Business is business. But when it comes to the development of technology in general, it's a collaborative work that no single entity can master.
In a race that happens after the boom of generative AI, thanks to the release of ChatGPT, tech companies like OpenAI, Google, Meta, as well as other smaller ones, are engaged in a competition, where they build more powerful and capable Large Language Model AIs.
And here, the companies have been promoting the advanced "reasoning" capabilities of their AI models as the next major breakthrough.
While this doesn't necessarily mean that their AIs are AGIs, they have indeed showed the world how smart their products are.
But according to a study by six Apple engineers, it's revealed that the AIs's mathematical "reasoning" can be unreliable, even when facing small changes to standard benchmark problems.
This fragility the Apple researchers supports earlier research, which suggest that the "reasoning" capabilities of LLMs are largely based on probabilistic pattern matching rather than a true understanding of underlying concepts.
Read: Paving The Roads To Artificial Intelligence: It's Either Us, Or Them
In the pre-print paper, GSM-Symbolic: Understanding the Limitations of Mathematical Reasoning in Large Language Models, the engineers began their research by conducting a GSM8K benchmark, which includes over 8,000 grade-school-level math problems commonly used to test LLMs.
But to test the AIs, they modified parts of this set, in order to dynamically changing names and numbers in the problems.
For example, a problem about Sophie with 31 building blocks became one about Bill with 19.
These changes, while insignificant to the actual math, is supposed to help prevent "data contamination," where the original GSM8K problems may already be in a model's training data.
However, LLMs see this as an added complexity.
Despite the unchanged math problem, the LLMs couldn't perform as good as when they're told to perform on the unmodified tests.
When the researchers conducted the research on more than 20 advanced LLMs, they saw a performance drop, with accuracy reductions ranging from 0.3% to 9.2% compared to the unmodified GSM8K set.
Some even performed with accuracy reduction of around 15%.
This variability surprised researchers.
What the researchers found here is that, LLMs are not engaging in true "formal" reasoning but are instead relying on pattern-matching to connect new problems to similar ones seen during training.
This is concluded because the tweaks they made didn't change the core steps to solve the problems.
While these fluctuations are notable, the overall impact was relatively minor for some models.
For instance, OpenAI's GPT-4 saw only a slight accuracy drop from 95.2% on GSM8K to 94.9% on the modified set, which means that the LLM is still having a strong overall performance.

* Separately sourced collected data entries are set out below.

PR #2493, opened 2022-04-15
Ignore migration of CRDs that aren't installed

aavarghese:
Signed-off-by: aavarghese <avarghese@us.ibm.com>

For more info: https://github.com/knative-sandbox/eventing-kafka-broker/pull/2089#issuecomment-1099512070

# Changes

- :broom: Change returning error when `Get` CRD fails to log error and return no error so that migration does not crash when CRDs are not installed in the system

/kind enhancement


apiextensions/storageversion/migrator.go
```diff
@@ -55,11 +56,13 @@ func NewMigrator(d dynamic.Interface, a apixclient.Interface) *Migrator {
...
 // versions
 func (m *Migrator) Migrate(ctx context.Context, gr schema.GroupResource) error {
+	logger := logging.FromContext(ctx)
 	crdClient := m.apixClient.ApiextensionsV1().CustomResourceDefinitions()
 
 	crd, err := crdClient.Get(ctx, gr.String(), metav1.GetOptions{})
 	if err != nil {
-		return fmt.Errorf("unable to fetch crd %s - %w", gr, err)
+		logger.Infof("Ignoring resource migration - unable to fetch crd %s - %w", gr, err)
+		return nil
```
pierDipi, line 65: The ignore should only happen when `apierrors.IsNotFound(err)` otherwise migration errors aren't visibles.

pierDipi: Is it possible to add a test?

aavarghese: Yes. Definitely. Thank you!

lionelvillard:
/lgtm

the failures seem to be unrelated to this PR.

pierDipi:
> I would update the downstream storage migration job definition to include only custom resource definitions that exist.
> 
> I worry that introducing this change would cause serious issues to fail silently. ie. I typed the name of my CRD incorrectly and I'm assuming the migration job is running successfully when it's not.

This means maintaining multiple jobs definition with the consequences of breaking users' workflow, in addition, once these jobs are created and tested changes are very rare so the risk of mistyping a resource is very low.

This is a problem with eventing core too, where `InMemoryChannel` is assumed to be there but it's not part of the core resources nor it's a resource that people use for production.
https://github.com/knative/eventing/blob/3e24a78037e9cefb5f81aeccc9e51855286b9eef/config/post-install/storage-version-migrator.yaml#L51

Can we make this behavior an opt-in with a flag?

dprotaso:
> This means maintaining multiple jobs definition with the consequences of breaking users' workflow

How is it breaking?

> This is a problem with eventing core too, where InMemoryChannel is assumed to be there but it's not part of the core resources nor it's a resource that people use for production.

If the in-memory channel is optional I would create an optional post-install job that migrates that CRDs storage version.

> Can we make this behavior an opt-in with a flag?

I'm ok with this being opt-in but be warned ;)

aavarghese:
@dprotaso @pierDipi thank you for the detailed comments.
I've added a new env var to opt-in to this ignore CRD migration change. Could you please TAL again? Thank you!

apiextensions/storageversion/migrator.go
```diff
@@ -38,6 +40,10 @@ type Migrator struct {
 	apixClient    apixclient.Interface
 }
 
+type MigrateConfig struct {
+	NoFailIfCRDFound bool `envconfig:"MIGRATE_CRD_IF_FOUND_NO_FAILURE" default:"false"`
+}
+
```
dprotaso, line 46: It's not obvious that consuming this API will read env-vars so let's add a `IgnoreNotFound` bool to the `Migrator` struct and do the lookup in the `main` of the cmd at https://github.com/knative/pkg/blob/45c37c266b74eed0c2b32f537220d5da7cdfe077/apiextensions/storageversion/cmd/migrate/main.go#L34

apiextensions/storageversion/migrator.go
```diff
@@ -20,6 +20,7 @@ import (
 	"context"
 	"fmt"
 
+	"github.com/kelseyhightower/envconfig"
```
dprotaso, line 23: envconfig seems overweight for just looking up a single env var 

It's probably simpler to use `os.Getenv` and `strconv.ParseBool`

aavarghese: Sure. Added e1741aed98464514cdf2d55b7a592eed6624ebc3

apiextensions/storageversion/migrator.go
aavarghese: @dprotaso ok to change the signature of [NewMigrator](https://github.com/knative/pkg/pull/2493/files#diff-9a19a801068606c877c96a2e53cac2bc639abcd220540f160aa90b582c0a6471R44) to add this new bool ?

apiextensions/storageversion/cmd/migrate/main.go
```diff
@@ -50,9 +56,15 @@ func main() {
 		logger.Fatal(err)
 	}
 
+	ignoreNotFound, err := strconv.ParseBool(os.Getenv(IgnoreNotFound))
+	if err != nil {
+		logger.Infof("Error getting environment variable %s for migrate %w", IgnoreNotFound, err)
+	}
+
```
dprotaso, line 63: ignore the error since the result will return `false` in that instance. By default we don't expect this to be set

```suggestion
	ignoreNotFound, _ := strconv.ParseBool(os.Getenv(IgnoreNotFound))

```

apiextensions/storageversion/cmd/migrate/main.go
```diff
@@ -31,6 +33,10 @@ import (
 	"knative.dev/pkg/signals"
 )
 
+const (
+	IgnoreNotFound = "MIGRATE_CRD_IF_FOUND_NO_FAILURE"
```
dprotaso, line 37: This name is really confusing and not obvious

```suggestion
	IgnoreNotFoundEnvKey = "IGNORE_NOT_FOUND"
```

apiextensions/storageversion/migrator.go
```diff
@@ -29,20 +29,23 @@ import (
...
-	dynamicClient dynamic.Interface
-	apixClient    apixclient.Interface
+	dynamicClient  dynamic.Interface
+	apixClient     apixclient.Interface
+	ignoreNotFound bool
 }
 
 // NewMigrator will return a new Migrator
-func NewMigrator(d dynamic.Interface, a apixclient.Interface) *Migrator {
+func NewMigrator(d dynamic.Interface, a apixclient.Interface, i bool) *Migrator {
```
dprotaso, line 44: Since `IgnoreNotFound` is optional I think the best approach would be a public property on the struct and you can set it _after_ calling `NewMigrator`

ie 
```go
migrator := NewMigrator(d, a)
migrator.IgnoreNotFound = true
```

This would ensure API compatibility - and we don't break existing consumers of this package

apiextensions/storageversion/migrator.go
```diff
@@ -55,10 +58,14 @@ func NewMigrator(d dynamic.Interface, a apixclient.Interface) *Migrator {
 // Finally the migrator will update the CRD's status and drop older storage
 // versions
 func (m *Migrator) Migrate(ctx context.Context, gr schema.GroupResource) error {
+	logger := logging.FromContext(ctx)
```
dprotaso, line 61: There's no logger on the context this ~will panic~ return the default logger which is not the same as the one in the `cmd`. Maybe follow the same approach as `IgnoreNotFound` and it can be an optional property

aavarghese: Done - thanks for the review with suggestions!!

dprotaso (commented):
Apologies - I realize In hindsight the simpler change would be to leave the `Migrator` alone and move all this logic to the `cmd/migrate/main.go` ?

ie.  modify this if block

https://github.com/knative/pkg/blob/1f681e126af66141941167c0a5aa44772089d82f/apiextensions/storageversion/cmd/migrate/main.go#L64-L66

Then there's no need for the two extra properties on the `Migrator` struct etc.

apiextensions/storageversion/migrator_test.go
```diff
@@ -167,6 +169,30 @@ func TestMigrate_Errors(t *testing.T) {
...
+	err := m.Migrate(context.Background(), fakeGR)
+	if err == nil {
+		t.Error("Migrate should have returned an error")
+	}
+	if !ignoreNotFound || !apierrs.IsNotFound(err) {
+		t.Error("Unexpected error:", err)
+	}
+
+}
+
```
dprotaso, line 195: We can delete this test now

apiextensions/storageversion/cmd/migrate/main.go
```diff
@@ -62,6 +71,10 @@ func main() {
 	for _, gr := range grs {
 		logger.Info("Migrating group resource ", gr)
 		if err := migrator.Migrate(ctx, gr); err != nil {
+			if ignoreNotFound && apierrs.IsNotFound(err) {
+				logger.Infof("Ignoring resource migration - unable to fetch crd %s - %w", gr, err)
```
dprotaso, line 75: `%w` only works for wrapping errors but here we are logging so we should use `%s`.

Otherwise the text is garbled in the log output - ie. https://go.dev/play/p/jyVUTGUxMJU

```suggestion
				logger.Infof("Ignoring resource migration - unable to fetch crd %s - %s", gr, err)
```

This may come unnoticed, even for OpenAI itself.
However, many other models showed significant accuracy drops when just one or two extra logical steps were added to the problems. They even performed much worse when the researchers added irrelevant details to the problems, creating what they called the "GSM-NoOp" benchmark.
For example, a question about kiwi picking might be changed to include an unnecessary detail about some kiwis being smaller than average. This led to massive drops in accuracy, ranging from 17.5% and 65.7%.
This indicates that LLMs often misinterpret these distractions as meaningful, despite their irrelevance.
In cases like the smaller kiwis, many models mistakenly subtracted the number of smaller fruits from the total, likely because their training data contained similar examples requiring subtraction. The researchers called this a "critical flaw," showing the limitations of the models' reasoning abilities, which fine-tuning alone cannot fix.
This study from the researchers from Apple is part of a growing body of research showing that LLMs often don't engage in genuine reasoning, but instead mimic it by using probabilistic pattern-matching based on their training data.
The fragility of this approach becomes clear when the prompts deviate from familiar patterns, highlighting the limitations of current models.
Experts suggest that AI is far being "smart," in terms that it can be considered an AGI.
The next leap of AI may require a "symbol manipulation," which means that future AI should be able to understand knowledge it leaned abstractly, like in algebra or traditional programming.
Before this can happen, experts conclude that LLMs may continue showing brittleness in their reasoning capabilities.